The OMERO 5 release introduces OMERO.fs, a new way of storing files in the OMERO binary repository and thus a new method of importing images to the server.
In previous versions of OMERO the import process was very much client-centered. When importing an image the client pushed pixel data, metadata and, optionally, original image files to the OMERO server. With the advent of OMERO 5, OMERO.fs allows the pixels to be accessed directly from the original image files. This means that much of the import process can now take place on the server once the original image files have been uploaded.
This page looks at the implications for the developer writing import clients. A broad description of the import workflow is followed by some of the model changes needed to facilitate this workflow. The current API sequence is then introduced before looking at server-side classes and sequence. Finally, the configuration required for OMERO.fs is specified.
The broad import workflow comprises selecting a file or set of files to be imported client-side. Using Bio-Formats on the client this selection is resolved into a number of import candidates. Here an import candidate is a file or set of files that represents a single image, a multi-image set or a plate. Each import candidate, which may be one file or several files, is then treated as Fileset for import. The import of each Fileset is then undertaken by the client in two stages: upload and server-side import.
A Fileset is uploaded to the server into a location determined by the server, multiple Filesets may be uploaded in parallel by a client. A checksum is calculated before upload by the client and after upload by the server. If these checksums match then the client triggers a server-side import. The client can then move on to doing other work and leave the import to complete on the server.
Once the Fileset is on the server and an import has been initiated by the client all processing then takes place on the server. The server then uses Bio-Formats to extract and store the metadata, calculate the minimum and maximum pixel values and do other import processing.
A fileset is a concept new to OMERO.fs which captures how Bio-Formats relates files to the images that they encode. If importing a single file leads to a single corresponding image being viewable then a one-to-one mapping exists from file to image. However, an image’s information may be split among multiple files, or a single file may encode multiple images. In other cases, especially in high-content screening, many images of wells may be encoded in a complex manner by many files. In all these cases, a fileset is used to hold the set of files and the set of images to which those files correspond.

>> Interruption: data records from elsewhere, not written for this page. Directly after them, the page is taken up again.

Issue #205, opened 2023-05-10
How can I stop the inference to include the prompt tokens?


juliooa:
If I call this:
```
> llm llama infer -m <model_path> -p "Tell me how cool the Rust programming language is: "
```
I get:
```
✓ Loaded 291 tensors (4.2 GB) after 144ms
Tell me how cool the Rust programming language is:
The first thing that comes to mind when I think about rust... 
```
I'm not sure if this is something from `llm`, but it always includes the initial prompt in the inference, can I tell it to not do that?
When I try the same in llama.cpp it doesn't include the initial prompt.
To be clear, I want to achieve this:
```
✓ Loaded 291 tensors (4.2 GB) after 144ms
The first thing that comes to mind when I think about rust... 
```
I can manually take it out, but I'm curious if there is a way to remove it with the crate.

Thanks for the crate!

danforbes:
At this time that is not possible - prompt tokens are sent to the inference callback function just like all other tokens (Ref: https://github.com/rustformers/llm/blob/main/crates/llm-base/src/inference_session.rs#L100) There have been discussions about giving downstream users more information and control about how and why the callback function is being called.

philpax:
Copying this across from Discord: I like that proposal, but I'm not sure about having the error in the `Response` (I can't think of too many applications where you'd want to still run the callback after a failure), and the `Feedback` should have a way to return an error (`Halt` could potentially take a `Option<E: Error>`, maybe?)

Something like
```rust
pub enum InferenceResponse<'a> {
    PromptToken(&'a str),
    InferredToken(&'a str),
    EotToken,
}

pub enum InferenceFeedback<'a, E: Error + 'static> {
    Continue,
    FeedPrompt(&'a str),
    Halt(Option<E>),
}
```
perhaps?

juliooa:
Cool, thanks for the replies, this looks great.

danforbes:
Closing now that the above has been merged in.

philpax:
Not quite yet - there's still no way to hide the prompt being shown in the CLI. Fixing now...

danforbes:
Ah, I see...

philpax:
*Now* we're sorted 😂

Issue #151, opened 2023-04-23
Related to stop prompt 


hlhr202:
Hi, some models got very stupid stopping logic (eg. vicuna under instruct mode)
llama-rs can provide a way (like a stop prompt argument) to stop it by giving a text sequence.
What I v investigated are as follows:

https://github.com/Atome-FE/llama-node/blob/main/packages/llama-cpp/src/llama.rs#L152
https://github.com/sobelio/llm-chain/blob/main/llm-chain-llama/src/executor.rs#L96

I think llama.cpp also provide something called reverse prompt or anti prompt (but they just use it in interactive mode)

LLukas22:
I agree that adding stop word/sequence support natively would be helpful for using models in a chatbot setting, especially ones that aren't specifically trained for that purpose. Perhaps we could add a list of strings to the `InferenceParameters`, tokenize them, and then match the last N-generated tokens against the tokenized stop words. This should be easy enough and would prevent models from talking to themselves 😓.

danforbes:
Here is a naive implementation https://github.com/danforbes/llama-rs/commit/4d15b0995c471402fac5150dde4262c241e9902a

philpax:
@danforbes Sorry, keep forgetting to get back to you on this! Yeah that seems fine to me, want to add `antiprompt: Option<&str>` to `inference_with_prompt`?

danforbes:
You need to provide more information than just the "reverse prompt" - among other things you need to provide some kind of callback for receiving user input. There are also some changes to the way that returned tokens are handled (EOT handling as well as reverse prompt handling) that I wasn't sure how to implement cleanly in the existing `inference_with_prompt` function.

danforbes:
@hlhr202 this should be implemented with #206, but please open another Issue if you have more suggestions 🙏🏻

PR #206, opened 2023-05-10
Fine-grain inference feedback

danforbes:
Related to #151 and #205

### DIFF
--- a/crates/llm-base/src/util.rs
+++ b/crates/llm-base/src/util.rs
@@ -20,6 +20,8 @@ macro_rules! mulf {
 use memmap2::{Mmap, MmapAsRawDesc, MmapOptions};
 use thiserror::Error;
 
+use crate::inference_session::{InferenceFeedback, InferenceResponse};
+
 /// Used to buffer incoming tokens until they produce a valid string of UTF-8 text.
 ///
 /// Tokens are *not* valid UTF-8 by themselves. However, the LLM will produce valid UTF-8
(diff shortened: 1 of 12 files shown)


danforbes:
Just realized I never actually implemented `Halt` on the `InferenceSession` side 😅

danforbes:
I'm not able to see why the job is failing
image

philpax:
This looks good to me from a glance, but I'll need to pull it down locally and play around with it. Will try to get to it soon 🚀

crates/llm-base/src/util.rs
```diff
@@ -60,14 +62,15 @@ impl TokenUtf8Buffer {
...
     pub fn adapt_callback<'a, E: std::error::Error + 'static>(
-        mut callback: impl FnMut(&str) -> Result<(), E> + 'a,
-    ) -> impl FnMut(&[u8]) -> Result<(), E> + 'a {
+        mut callback: impl FnMut(InferenceResponse) -> Result<InferenceFeedback, E> + 'a,
+    ) -> impl FnMut(&[u8]) -> Result<crate::inference_session::InferenceFeedback, E> + 'a {
         let mut buffer = Self::new();
         move |token| match buffer.push(token) {
-            Some(tokens) => callback(&tokens),
-            None => Ok(()),
+            Some(tokens) => callback(InferenceResponse::PromptToken(tokens)),
```
philpax, line 72: Hm, might be a little counterintuitive for it to always be a `PromptToken`. I'd suggest adding that to the name of the function (it seems like we only ever use it in a prompt context) or adding a parameter to switch between prompt and inference tokens.

philpax (approved):
LGTM, apart from that one quibble.

crates/llm-base/src/util.rs
danforbes: Okay, I just pulled it into `inference_session.rs` and gave it a more appropriate name :+1:

PR #217, opened 2023-05-12
MPT model support

LLukas22:
These are just the Hyperparameters and the CLI integration to to enable the use of the `quantize` function. 

Inferenze and actual model loading still needs to be implemented!

### DIFF
--- a/crates/models/mpt/src/lib.rs
+++ b/crates/models/mpt/src/lib.rs
@@ -82,6 +82,7 @@ impl KnownModel for Mpt {
 /// MPT [hyperparameters](https://en.wikipedia.org/wiki/Hyperparameter_(machine_learning))
 #[derive(Debug, Default, PartialEq, Eq, Clone, Copy)]
 pub struct Hyperparameters {
+    //for the love of god please rename these to something more descriptive and standardise the names accross the different models 
     /// TODO: document
     d_model: usize,
     /// TODO: document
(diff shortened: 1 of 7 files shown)


philpax:
A start's a start! fyi @danforbes

LLukas22:
I will upload the quantized models to this repo: https://huggingface.co/LLukas22/mpt-7b-ggml (Uploading will take some time)

danforbes:
Looks like they're available?

crates/models/mpt/src/lib.rs
```diff
@@ -0,0 +1,133 @@
...
+    fn inference_parameters(&self) -> &InferenceParameters {
+        &self.inference_params
+    }
+
+}
+
+/// MPT [hyperparameters](https://en.wikipedia.org/wiki/Hyperparameter_(machine_learning))
+#[derive(Debug, Default, PartialEq, Eq, Clone, Copy)]
+pub struct Hyperparameters {
+    //for the love of god please rename these to something more descriptive and standardise the names accross the different models
```
danforbes, line 85: Yeah, the names leave a lot to be desired, but for now I have taken the approach of trying to mimic the nomenclature used in the "reference" C++ implementation in order to help make debugging easier for myself. Another thing is that in many (most) cases I don't actually know the purpose of the data...I've tried to add documentation to the ones that I feel comfortable doing so for.

philpax: Yeah, we should definitely go through and fix these up. I think a lot of the original names can be recovered from looking at the Python / HF model docs.

danforbes:
Closing in favor of #218

PR #232, opened 2023-05-16
Added support for multiple LoRA adapters

### LINKED ISSUE #227: Support multiple LoRA adapters
Accoring to @NatanFreeman `peft` supports the use of multiple LoRA adapters for the same model. 
The following is valid python code:
```python
from peft import PeftModel
from transformers import LLaMATokenizer, LLaMAForCausalLM, GenerationConfig

tokenizer = LLaMATokenizer.from_pretrained("decapoda-research/llama-7b-hf")

model = LLaMAForCausalLM.from_pretrained(
    "decapoda-research/llama-7b-hf",
    load_in_8bit=True,
    device_map="auto",
)
model = PeftModel.from_pretrained(model, "Naataan/Model-A")
model = PeftModel.from_pretrained(model, "Naataan/Model-B")

# save the applied weights to a new bin file
PROMPT = """Below is an instruction that describes a task. Write a response that appropriately completes the request.
### Instruction:
Natan: Hello.
Name the 3 biggest cities in England
### Response:"""

inputs = tokenizer(
    PROMPT,
    return_tensors="pt",
)
input_ids = inputs["input_ids"].cuda()

generation_config = GenerationConfig(
    temperature=0.6,
    top_p=0.95,
    repetition_penalty=1.15,
)
print("Generating...")
generation_output = model.generate(
    input_ids=input_ids,
    generation_config=generation_config,
    return_dict_in_generate=True,
    output_scores=True,
    max_new_tokens=128,
)
for s in generation_output.sequences:
    print(tokenizer.decode(s))
```

We probably have to check how `peft` handles the patching of multiple tensors and implement it.

LLukas22:
Closes #227.

Moved the loading logic into the `LoraPatches` struct  and added the `LoraAdapter` struct which abstracts multiple LoRA patches.

Changed "loar_adapter" to "lora_adapters" in the `ModelParameters`.


LLukas22:
Alright i will move the loading logic back over and just iterate over the LoraAdapter's while loading the tensors.

LLukas22:
This should be ready, but i havent tested it yet.

LLukas22:
Old LoRA adapters fail with the following error:
```
✗ Failed to load model    
Error:
   0: Could not load model
   1: invariant broken: 256 <= 2 in Some("E:\\GGML_Models\\LoRA\\alpaca-7B.bin")
```
Is this a side-effect of the new quantization formats?

philpax:
Can you provide more information about which models you tried it with? That sounds like something's misaligned because it comes from https://github.com/rustformers/llm/blob/923a09bf27f1fedf366d33ca2e4359c1eba8cd8a/crates/ggml/src/format/loader.rs#L209

PR #237, opened 2023-05-17
Update Gpt-NeoX implementation

LLukas22:
This adds the new boolean `use_parallel_residual` hyperparameter to the Gpt-Neox implementation.

This also enables us to remove the RedPajama model overwrite.

I will use this branch to convert and quantize the models published by [Together](https://huggingface.co/togethercomputer).

### DIFF
--- a/binaries/llm-cli/src/cli_args.rs
+++ b/binaries/llm-cli/src/cli_args.rs
@@ -37,21 +37,6 @@ pub enum Args {
     NeoX {
         #[command(subcommand)]
         args: BaseArgs,
-
-        #[arg(long)]
-        /// By default, the GPT-NeoX architecture uses a parallel residual.
-        ///
-        /// This flag disables that, as some models out there are trained without it,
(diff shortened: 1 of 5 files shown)


LLukas22:
Tested with these models: https://huggingface.co/LLukas22/redpajama-ggml

The output sometimes contains the padding Token, which should not be the case and the first generated tokens seem to be gibberish.

philpax:
Can't test `use_parallel_residual=false` right now because I don't have a RedPajama model at hand, but looks pretty promising otherwise.

Had a bit of a look at why #246 is happening. It looks like [the upstream implementation](https://github.com/ggerganov/ggml/blob/master/examples/gpt-neox/main.cpp) has changed a fair bit, and makes fewer changes for the `use_parallel_residual` case. I think we'll need someone to go through and reconcile the two again.

philpax:
I'm going to merge this, because the issue isn't caused by this PR, and we'll need to fix it anyway.

PR #247, opened 2023-05-18
Typo fix in extern function name

tanmaysachan:
Was probably being optimized away as dead code, hence no error.


philpax:
Thanks! This was also fixed in #217, but this fix shouldn't conflict.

Filesets are essentially indivisible: the files or images that a fileset represents are deleted, or moved between groups, only as one unit together, and on the server each fileset has a directory in which only its files are stored. Each fileset firmly binds sets of files and images because the dependencies among them mean that splitting components away leaves a partial fileset making the remaining data unreadable. Similarly, you should not rename any components of a fileset as this will also break the dependencies holding them together.
See acquisition.ome.xml.
At this point, the client should be able to disconnect and the rest of the import should happen independently.
At this point, the main metadata import is finished, but background processing may still be occurring. Handles for the background processing will also be returned.

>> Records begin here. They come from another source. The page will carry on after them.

PR #248, opened 2023-05-19
Add perplexity calculation and cli-arg

tanmaysachan:
Borrowed the implementation from https://huggingface.co/docs/transformers/perplexity

llama.cpp implements it a little differently, and their implementation does not work on prompts of size less than the context window.

For the interface, I added a simple cli-arg to run a perplexity check.

Solves https://github.com/rustformers/llm/issues/90.

### DIFF
--- a/crates/llm-base/src/inference_session.rs
+++ b/crates/llm-base/src/inference_session.rs
@@ -5,7 +5,8 @@ use rand::{distributions::WeightedIndex, prelude::Distribution};
 use thiserror::Error;
 
 use crate::{
-    mulf, InferenceError, InferenceParameters, Model, OutputRequest, TokenId, TokenUtf8Buffer,
+    mulf, util::softmax, InferenceError, InferenceParameters, Model, OutputRequest, TokenId,
+    TokenUtf8Buffer,
 };
 
 // The size of a scratch buffer used for inference. This is used for temporary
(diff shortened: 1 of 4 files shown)


crates/llm-base/src/inference_session.rs
```diff
@@ -191,7 +192,9 @@ impl InferenceSession {
         )?;
         stats.feed_prompt_duration = start_at.elapsed().unwrap();
         stats.prompt_tokens = self.n_past;
-
+        if request.run_perplexity {
+            self.perplexity(model, parameters, request, output_request);
```
philpax, line 196: Consider adding a `perplexity: Option<f32>` to the `stats` (since they're available here), and setting it if `run_perplexity` is specified. You can then use these stats for printing in the CLI.

philpax:
Looks good to me outside of those two comments - great work, thanks for contributing!

crates/llm-base/src/inference_session.rs
```diff
@@ -225,6 +228,67 @@ impl InferenceSession {
...
+    pub fn perplexity(
+        &mut self,
+        model: &dyn Model,
+        parameters: &InferenceParameters,
+        request: &InferenceRequest,
+        output_request: &mut OutputRequest,
+    ) {
+        // Setup the output request to store logits.
+        output_request.all_logits = Some(Vec::new());
+        let mut prompt_tokens = model
```
philpax, line 241: Hm, is this the only use of `request`? It could be worth taking a `&[TokenId]` instead and letting users decide if they want to use `InferenceSession::tokens` or pass in their own tokens (potentially with a hint about tokenization)

tanmaysachan: Like adding a cli for passing tokens to `--perplexity` that are different from `-p`?

philpax: Ah, don't worry about it for now, this is fine :)

tanmaysachan:
@philpax I think there are a few errors with the calculation right now for large text files. Could you revert this PR for now if possible? there's a few possible panic cases.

AbstractRepositoryI and all of its subclasses are implementations of the InternalRepository API. These objects are for internal use only and should never be accessible by the clients. Each instance is initialized with a directory which the servant attempts to “acquire” (i.e. grab a lock file). Once it does so, it is the serving repository.
Each internal repository provides a public view which in turn provides the Repository API. All method calls assume Unix-style strings, which are guaranteed by CheckedPath, a loose wrapper around java.io.File. CheckedPath objects along with the active Ice.Current instance are passed to the RepositoryDao interface, which provides database access for all repositories. Access to raw IO is provided by the RepoRawFileStoreI servant, which wraps a RawFileBean.
The ManagedRepository implementation is responsible for import and enforces further constraints (beyond those of CheckedPath) on where and what files are created. Most importantly, the omero.fs.repo.path template value is expanded and pre-pended to all uploads. A further responsibility of the ManagedRepository is to maintain a list of all currently running ManagedImportProcessI, each of which is held in the ProcessContainer. These ManagedImportProcessI instances further wrap RepoRawFileStoreI instances with a subclass, ManagedRawFileStoreI.
For file import through ManagedRepository.importFileset, although hasher is nullable ordinarily, it will be set through the mandatory ImportSettings.checksumAlgorithm property. ManagedRepository.listChecksumAlgorithms lists the hashers supported by the server. ManagedRepository.suggestChecksumAlgorithm helps the client and server to negotiate a mutually acceptable algorithm, as in ImportLibrary.createImport; the result is affected by the server’s configuration setting for omero.checksum.supported. ImportLibrary calculates each file’s hash using hashers obtained through ChecksumProviderFactory.getProvider. In fetching OriginalFile objects by HQL through the Query Service one needs JOIN FETCH on the hasher property to read the hasher’s name.
NB: Server-side ImportLibrary is no longer being used. That logic is currently moved to ManagedImportRequestI. This may not be the best location. Further, several other layers might also be collapsible, like OMEROMetadataStore which is currently accessible as a “hidden” service MetadataStorePrx. Here, “hidden” means that it is not directly retrievable from ServiceFactoryPrx.